Europe will continue to do well albeit at a slower pace than 2016. The logistical implications of executing Brexit will dampen some of the robust demand many domestic companies have enjoyed from their European customers.
Retail and drug sectors will do well. Both are oversold and have suffered negative operating environments this year. A plethora of retail brick-and-mortar bankruptcies should concentrate demand to those left standing.
Trades within the drug sector need to be focused on those companies boosting revenue via prescription volume growth. Despite what may be a dulled focus on drug price inflation, companies that have relied on double-digit price increases will suffer. Those with new innovative drug introductions will do well.
MLPs have been unfairly punished this year, even as energy prices have generally climbed higher.
The benchmark Alerian MLP Index is down about 14% year to date, compared to a gain of about 20% gain for the broad market. There’s no one obvious factor behind the MLP market’s sour sentiment, especially over the past few months.
Regardless of the reason for the decline, it’s prompted the MLP space to get more financially conservative. Some big players are retaining more cash flow to shore up balance sheets and invest in future growth. Others are simplifying their ownership structure to free up cash flows.
With the supply-demand balance tightening after years of working off the boom-time glut, oil prices should continue to head higher.
Oil producers and oilfield services providers with major operations in the Permian Basin should fare well in 2018. This region is home to significant oil production at the lowest breakeven prices in the U.S. The midstream sector — particularly the long-suffering master limited partnerships (MLPs) — has diverged from oil prices in recent months.
That divergence can’t continue, because it has created a significant disconnect between the valuation of the midstream sector and the likely financial performance of the sector as oil prices continue to recover. Look for the undervalued midstream sector to bounce back in 2018
Commodities will be strong in 2018, reflecting China’s continued growth along with growth throughout the East and to some extent in the West as well. Gold prices will rise both because of its expected role as a currency in Eastern oil trading and because gold always does well when commodities are strong.

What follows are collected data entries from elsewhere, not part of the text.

PR #1282, opened 2020-05-12
Deploy the prplwrt firmwares in CI

### LINKED ISSUE #946: [TASK] Deploy prplWrt from CI
## Description

Now that the full firmwares are built in CI, we can use them to automatically update and deploy the new firmware when it's changed in this repository.

## Exit criteria

- [ ] Whenever the firmware is updated in this repository, it gets built again and deployed to every relevant device.

- [ ] If the device already has the same firmware, it's not updated to avoid reflashing every device all the time. This will require a way to check if the things we track in the Dockerfile have changed from what the device has.

- [ ] The settings we previously applied manually when setting up the device are now applied automatically when deploying the firmware

- [ ] The previously passing certification tests still pass after the device was updated automatically.

Note: the first attempt to use `sysupgrade` on the rax40 was not successful, so we might need to have a different procedure for some devices (using tftp for example) (or fix sysupgrade on the rax40).

(I'm only assigning myself to track it, feel free to take this issue)

rmelotte:
- Store the hashes we use in the Dockerfile, in the firmware itself.
- Add a python script to check if a device needs to be upgraded by comparing hashes, and do the upgrade with sysupgrade or u-boot depending on the target.
- Use the python script in CI.

I tested that the upgrade works, and that re-trying the upgrade with the same firmware version doesn't do anything (for both the "test-on-target" jobs, and the certification testbed).

Fixes https://github.com/prplfoundation/prplMesh/issues/946

### DIFF
--- a/.gitlab-ci.yml
+++ b/.gitlab-ci.yml
@@ -223,6 +223,7 @@ run-tests:
     # kill prplmesh on each target to make sure they don't interfere with the test
     - for i in $ALL_TARGETS ; do ssh "$i" 'pgrep -f beerocks | xargs kill -9 2>/dev/null' || true ; done
   script:
+    - tools/deploy_firmware.py --device "$TARGET_DEVICE" --target-name "$TARGET_DEVICE_NAME" --image "$OPENWRT_IMAGE"
     - tools/deploy_ipk.sh $TARGET_DEVICE_NAME "build/$TARGET_DEVICE/"prplmesh.ipk
     - tests/openwrt/test_status.sh $TARGET_DEVICE_NAME
   artifacts:
@@ -232,7 +233,7 @@ run-tests:
     when: always
   tags:
     - targets
-  timeout: 5m
+  timeout: 20m
 
 build-for-turris-omnia:
   extends: .build-for-openwrt
@@ -254,6 +255,7 @@ test-on-turris-omnia:
   variables:
     TARGET_DEVICE: turris-omnia
     TARGET_DEVICE_NAME: turris-omnia-1
+    OPENWRT_IMAGE: openwrt-mvebu-cortexa9-cznic_turris-omnia-sysupgrade.img.gz
   needs: ["build-for-turris-omnia"]
 
 test-on-glinet-b1300:
@@ -261,6 +263,7 @@ test-on-glinet-b1300:
   variables:
     TARGET_DEVICE: glinet-b1300
     TARGET_DEVICE_NAME: glinet-b1300-1
+    OPENWRT_IMAGE: openwrt-ipq40xx-generic-glinet_gl-b1300-squashfs-sysupgrade.bin
   needs: ["build-for-glinet-b1300"]
 
 test-on-netgear-rax40:
@@ -268,6 +271,7 @@ test-on-netgear-rax40:
   variables:
     TARGET_DEVICE: netgear-rax40
     TARGET_DEVICE_NAME: netgear-rax40-1
+    OPENWRT_IMAGE: NETGEAR_RAX40-squashfs-fullimage.img
   needs: ["build-for-netgear-rax40"]
 
 run-certification-tests:
@@ -279,7 +283,8 @@ run-certification-tests:
     DEVICE_UNDER_TEST: prplmesh
   script:
     - |
-      if [ "$DEVICE_UNDER_TEST" != prplmesh ] ; then
+      if [ "$DEVICE_UNDER_TEST" = netgear-rax40 ] ; then
+          tools/deploy_firmware.py --device netgear-rax40 --target-name "$DEVICE_UNDER_TEST" --image NETGEAR_RAX40-squashfs-fullimage.img
           echo "Deploying to $DEVICE_UNDER_TEST"
           tools/deploy_ipk.sh --certification-mode $DEVICE_UNDER_TEST build/$DEVICE_UNDER_TEST/prplmesh.ipk
       fi
--- a/.gitlab-ci.yml
+++ b/.gitlab-ci.yml
@@ -1,3 +1,6 @@
+variables:
+  PYTHONUNBUFFERED: "1"
+
 stages:
   - containers
   - build
--- a/tools/deploy_firmware.py
+++ b/tools/deploy_firmware.py
@@ -1,0 +1,288 @@
+#!/usr/bin/env python3
+
+import time
+import sys
+import os
+import subprocess
+import difflib
+import argparse
+import shutil
+from typing import List
+
+import pexpect
+import pexpect.fdpexpect
+import pexpect.pxssh
+import serial
+
+
+class PrplwrtDevice:
+    """Represents a prplWrt device.
+
+    Offers methods to check if a device needs to be upgraded and to do the actual upgrade.
+
+    It needs to have access to the artifacts of a build job to determine when an upgrade
+    is needed (see `artifacts_dir`).
+    """
+
+    serial_prompt = "_pexpect_prompt_ "
+    """For serial connections we will set this prompt to make it easier to "expect" it."""
+
+    baudrate = 115200
+    """The baudrate of the serial connection to the device."""
+
+    def __init__(self, device: str, name: str, image: str, username: str = "root"):
+        """
+
+        Parameters
+        -----------
+        device: str
+            The name of the platform (example: netgear-rax40).
+        name: str
+            The name of the device (it should ne reachable through ssh without a password).
+        image: str
+            The name of the image that can be used to upgrade the device.
+        username: str, optional
+            The username to use when connecting to the device over SSH.
+        """
+        self.device = device
+        self.name = name
+        self.image = image
+        self.username = username
+
+        self.rootdir = os.path.join(os.path.dirname(os.path.realpath(__file__)), "..")
+        self.artifacts_dir = os.path.join(self.rootdir, "build/{}".format(self.device))
+        """The directory where artifacts are stored. It's expected to contain
+        prplwrt-version, and the image file."""
+
+    def set_prompt(self, pexp: pexpect):
+        """Set the prompt to `serial_prompt` on a pexpect object."""
+        pexp.sendline("export PS1='{}'".format(self.serial_prompt))
+
+    def read_remote_version(self) -> List[str]:
+        """Read prplwrt-version on a remote device
+
+        Returns
+        -------
+        List[str]
+            The content of the prplwrt-version file on the device as a list of strings.
+        """
+        version = None
+        with pexpect.pxssh.pxssh(logfile=sys.stdout.buffer) as shell:
+            shell.login(self.name, self.username)
+            shell.sendline("cat /etc/prplwrt-version")
+            shell.expect("cat /etc/prplwrt-version")
+            shell.prompt()
+            # remove the first (empty) line:
+            version = shell.before.decode().splitlines()[1:]
+        return version
+
+    def read_artifacts_dir_version(self) -> List[str]:
+        """Reads the local prplwrt-version.
+
+        The version file is read from the artifacts (see `artifacts_dir`).
+
+        Returns
+        -------
+        List[str]
+            The content of the local prplwrt-version as a list of strings.
+        """
+        with open(os.path.join(self.artifacts_dir, "prplwrt-version")) as version_file:
+            return version_file.read().splitlines()
+
+    def needs_upgrade(self):
+        """Check if a device needs to be updated
+
+        The check is done by comparing prplwrt-version on the target
+        with a local one (see `read_artifacts_dir_version).
+        """
+        artifacts_dir_version = self.read_artifacts_dir_version()
+        remote_version = self.read_remote_version()
+        diff = difflib.unified_diff(artifacts_dir_version, remote_version,
+                                    fromfile='artifacts', tofile='device')
+        diff_str = '\n'.join(diff)
+        if diff_str:
+            print(diff_str)
+        return bool(diff_str)
+
+    def reach(self, attempts: int = 5, wait: int = 5):
+        """Check if the device is reachable via SSH (and optionally try multiple times).
+
+        Parameters
+        ----------
+        attempts: int, optional
+            How many times we try before concluding that the device is unreachable.
+        wait: int, optional
+            The number of seconds to wait between attempts.
+
+        Returns
+        -------
+        bool
+            True if the device is reachable via SSH, false otherwise.
+        """
+        for _ in range(attempts):
+            try:
+                with pexpect.pxssh.pxssh() as shell:
+                    shell.login(self.name, self.username, login_timeout=5)
+                    return True
+            except pexpect.pxssh.ExceptionPxssh:
+                print("Waiting for the device to be reachable")
+                time.sleep(wait)
+        return False
+
+    def sysupgrade(self):
+        """Upgrade the device using sysupgrade."""
+        raise NotImplementedError
+
+    def upgrade_uboot(self):
+        """Upgrade the device through uboot."""
+        raise NotImplementedError
+
+
+class NetgearRax40(PrplwrtDevice):
+    """A Netgear rax40.
+
+    At the moment, the rax40 can only be updated through uboot using a tftp server.
+    """
+
+    tftp_dir = "/srv/tftp"
+    """The root directory of the tftp server. The image will be copied there"""
+
+    uboot_prompt = "GRX500 #"
+    """The u-boot prompt on the target."""
+
+    def upgrade_uboot(self):
+        """Upgrade the device through u-boot.
+
+        It requires a running tftp server listenning on the IP the
+        target device will expect (see `ipaddr` in the uboot environment).
+        """
+        serial_path = "/dev/{}".format(self.name)
+        if not os.path.exists(serial_path):
+            raise ValueError("The serial device {} does not exist!\n".format(serial_path)
+                             + "Please make sure you have an appropriate udev rule for it.")
+        print("Copying image '{}' to '{}'".format(self.image, self.tftp_dir))
+        shutil.copy(os.path.join(self.artifacts_dir, self.image), self.tftp_dir)
+        print("Image copied to {}.".format(self.tftp_dir))
+        with serial.Serial(serial_path, self.baudrate) as ser:
+            print("Connecting to serial")
+            shell = pexpect.fdpexpect.fdspawn(ser, logfile=sys.stdout.buffer)
+            if not shell.isalive():
+                raise ValueError("Unable to connect to the serial device!")
+            print("Connected")
+            # The console might not be active yet:
+            shell.sendline("")
+            # make the shell prompt appear:
+            self.set_prompt(shell)
+            shell.expect(self.serial_prompt)
+            # reboot:
+            shell.sendline("reboot")
+            shell.expect(["Hit any key to stop autoboot:",
+                          pexpect.EOF, pexpect.TIMEOUT], timeout=120)
+            # stop autoboot:
+            shell.sendline("")
+            shell.expect(self.uboot_prompt)
+            # do the actual upgrade:
+            shell.sendline("run update_fullimage")
+            shell.expect(self.uboot_prompt, timeout=600)
+            # reboot:
+            shell.sendline("reset")
+            shell.expect("Please press Enter to activate this console", timeout=180)
+            # activate the console:
+            shell.sendline("")
+            self.set_prompt(shell)
+            shell.expect(self.serial_prompt)
+            shell.sendline("exit")
+        if not self.reach(attempts=10):
+            raise ValueError("The device was not reachable after the upgrade!")
+
+
+class Generic(PrplwrtDevice):
+    """A generic PrplwrtDevice.
+
+    Since upgrading through uboot is generally target-specific, it
+    only offers the sysupgrade option.
+    """
+
+    def sysupgrade(self):
+        serial_path = "/dev/{}".format(self.name)
+        if not os.path.exists(serial_path):
+            raise ValueError("The serial device {} does not exist!\n".format(serial_path)
+                             + "Please make sure you have an appropriate udev rule for it.")
+        print("Copying image '{}' to the target".format(self.image))
+        try:
+            subprocess.check_output(["scp",
+                                     "{}/{}".format(self.artifacts_dir, self.image),
+                                     "{}:/tmp/{}".format(self.name, self.image)])
+        except subprocess.CalledProcessError as exc:
+            print("Failed to copy the image to the target:\n{}".format(exc.output))
+            raise exc
+        with serial.Serial(serial_path, self.baudrate) as ser:
+            print("Connecting to serial")
+            shell = pexpect.fdpexpect.fdspawn(ser, logfile=sys.stdout.buffer)
+            if not shell.isalive():
+                raise ValueError("Unable to connect to the serial device!")
+            print("Connected")
+            # The console might not be active yet:
+            shell.sendline("")
+            # make the shell prompt appear:
+            self.set_prompt(shell)
+            shell.expect(self.serial_prompt)
+            # Do the upgrade
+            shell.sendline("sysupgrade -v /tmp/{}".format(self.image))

Other companies that I think will be market standouts are technology manufacturers; in particular, semiconductor companies. China, again, is part of the reason. The megacities China is creating, encompassing huge numbers of people and businesses over large geographic areas, will create a need for interconnectedness on a scale never before imagined. They will be prime movers of the Internet of Things (IOT).
Slower sales growth of some major drugs and pricing concerns have dulled investor enthusiasm for the biotech sector. The “Big Pharma” players are generally trading at forward price-to-earnings ratios (P/Es) below that of the S&P 500. Yet fundamentally the sector looks strong. Innovation continues. The FDA has approved 42 novel drugs and biologic products in 2017, up from just 22 in 2016.
Biopharmaceutical companies are still successfully developing and bringing new products to the market even as investor attention has turned elsewhere. Looking toward 2018, Big Pharma will have key clinical data readouts, potential new FDA approvals and product launches as potential catalysts. Dozens of others in the biotech space, big and small, also have key data readouts to come in 2018. Given currently low expectations, a breakthrough or two should reawaken investor interest in the sector.
I also expect 2018 to be a year of consolidation in the drug sector as the cash-rich heavyweights seek to boost growth by taking over the smaller fishes. This should likewise help to boost investor sentiment.